- The paper introduces KVDirect, a framework that reduces LLM inference latency by 55% via optimized KV cache transfers.
- It utilizes a novel tensor-centric RDMA communication mechanism to bypass CPU overhead, enhancing GPU-NIC interaction efficiency.
- The framework implements dynamic GPU resource scheduling and a pull-based cache strategy, significantly improving scalability in distributed inference.
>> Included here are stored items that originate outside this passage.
PR #5789, opened 2022-03-15
Purge unused CodeMirror addons

abstractalgo:
Part of #6033.

- [x] purge some of unused addons and modes


jasonLaster:
I like where this is headed. And yeah - lets land these as its own small PR. This looks like a win by itself

jasonLaster (approved):

src/devtools/client/webconsole/components/Input/CodeMirror.tsx
```diff
@@ -3,16 +3,6 @@ import React, { FC, useRef } from "react";
 import { Controlled as CodeMirror } from "react-codemirror2";
 
 import "codemirror/mode/javascript/javascript";
-import "codemirror/mode/htmlmixed/htmlmixed";
```
jasonLaster, line 6: i'm pretty sure we're not using htmlmixe or jsx

abstractalgo: Me too, the problem is still that we have another set of similar/same imports for CoreMirror for Editor.
I'm still trying to chase how we exactly init CodeMirror because we have a global instance and a number of things that expect to be able to get that instance. I'm hoping that I can dynamically load both CodeMirror and its plugins only when needed, but that seems involved as well, and would also require merging different instances together. CodeMirror registers itself globally and processes all its editors "together", so maybe creating some sort of context provider for CodeMirror is also a good idea. However, a lot of these are just assumptions of what _might_ work, as we currently just kinda wing it, but to be able to precisely control the perf, we want to control how and when things init.

PR #7497, opened 2022-08-04
New Console focus improvements

bvaughn:
- [x] ~~Disable Object Inspector inspection for objects in unloaded regions.~~ Make the new Console filter messages in unloaded regions _entirely_.
- [x] Add in-memory time-to-execution-point caching (and lookup) to better mimic how legacy app handles lookups within unloaded regions (and avoid potential "unloaded region" errors).
- [x] Update the prototype shell to show loading+loaded regions and to remotely load focus regions (to more closely mirror the real app).


packages/bvaughn-architecture-demo/components/console/MessagesList.tsx
```diff
@@ -80,44 +83,49 @@ function MessagesList({ forwardedRef }: { forwardedRef: ForwardedRef<HTMLElement
...
-          isFocused={loggable === currentSearchResult}
-          terminalExpression={loggable}
-        />
-      );
-    } else {
-      throw Error("Unsupported loggable type");
+    const isLoaded =
+      loadedRegions !== null &&
+      isPointInRegions(getLoggableExecutionPoint(loggable), loadedRegions.loaded);
+    if (isLoaded) {
```
bvaughn, line 89: The new Console will deviate from the old Console here, by hiding loggables that aren't in loaded regions. This means that for longer recordings, the new Console _may_ render fewer things than the old Console.

PR #7503, opened 2022-08-05
Delete unused "Changes" folder and remove other dead code

markerikson:
This PR:

- Deletes the unused `changes` folder from the Inspector code
- Nukes several more files in `/inspector`
- Moves a few types and init values from `inspector/state/index` to `inspector/reducers/index`
  - Also adds a couple specific imports of `inspector/prefs`, because that is a stateful init file and moving that around changed import ordering such that other files threw errors when trying to read prefs that hadn't been initialized yet


src/devtools/server/actors/utils/event-breakpoints.js
```diff
@@ -2,7 +2,8 @@
  * License, v. 2.0. If a copy of the MPL was not distributed with this
  * file, You can obtain one at http://mozilla.org/MPL/2.0/. */
 
-"use strict";
+// Side-effectful import, needed to initialize prefs before read
+require("devtools/client/inspector/prefs");
```
jasonLaster, line 6: nice find. would be nice to consolidate at some point

jasonLaster (approved):
🔫

PR #7507, opened 2022-08-08
Fix 1 of 2 problems with react_devtools e2e test

bvaughn:
Looks like the e2e test was _actually working_ but the final selector was failing probably due to a minor whitespace issue (at least from what I'm seeing locally).

The page showed the text:
> Mounting your React application...
>
> Try picking a different point on the timeline.

The test selector was waiting to match:
```js
textContent === "Mounting your React application...Try picking a different point on the timeline."
```

Looking at the `textContent` though, it now contains _a lot more text_ (that's just been hidden by the Offscreen API):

KVDirect: Distributed Disaggregated LLM Inference
Introduction
The paper "KVDirect: Distributed Disaggregated LLM Inference" addresses the inefficiencies in the current strategies for disaggregated inference in LLMs. Disaggregated inference separates the prefill and decode stages to enhance hardware utilization and improve service quality. However, existing solutions are restricted to single-node deployments due to constraints in inter-node communication, significantly impairing scalability and flexibility. This paper proposes KVDirect, a framework that optimizes KV cache transfer to facilitate distributed disaggregated LLM inference, achieving a notable reduction in per-request latency.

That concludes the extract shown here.